◆ MATERIAL SUPPLIED

PR #605, opened 2025-02-08
Separate data export from writing to filesystem

fwitte:
This is a breaking change, old style export of tespy networks will not be supported anymore.

- Separate the data export functionality (i.e. writing into a dict of dicts) from writing to the filesystem
- Makes writing to filesystem optional, only when user provides a value for a path
- Returns the dict of dicts
- Implements exerpy export


fwitte:
Two more changes will be implemented before merging this:

- [ ] export dumps to one large json file, network reader will load from that
- [ ] compatibility function to export v0.7.x network to v0.8 style export dump (the large json file)

PR #610, opened 2025-02-12
Implement pareto optimization

fwitte:
This PR builds on the #515 PR because I need both features at once. It will be stale until #515 is merged and published. Only after that, this branch will move forward. It will also break the API, therefore a new major version release will be accompanied with it.


fwitte:
Merged into dev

◆ WORK TASK
All of the records must be retyped exactly as they are.

◆ RESPONSE
PR #605, opened 2025-02-08
Separate data export from writing to filesystem

fwitte:
This is a breaking change, old style export of tespy networks will not be supported anymore.

- Separate the data export functionality (i.e. writing into a dict of dicts) from writing to the filesystem
- Makes writing to filesystem optional, only when user provides a value for a path
- Returns the dict of dicts
- Implements exerpy export


fwitte:
Two more changes will be implemented before merging this:

- [ ] export dumps to one large json file, network reader will load from that
- [ ] compatibility function to export v0.7.x network to v0.8 style export dump (the large json file)

PR #610, opened 2025-02-12
Implement pareto optimization

fwitte:
This PR builds on the #515 PR because I need both features at once. It will be stale until #515 is merged and published. Only after that, this branch will move forward. It will also break the API, therefore a new major version release will be accompanied with it.


fwitte:
Merged into dev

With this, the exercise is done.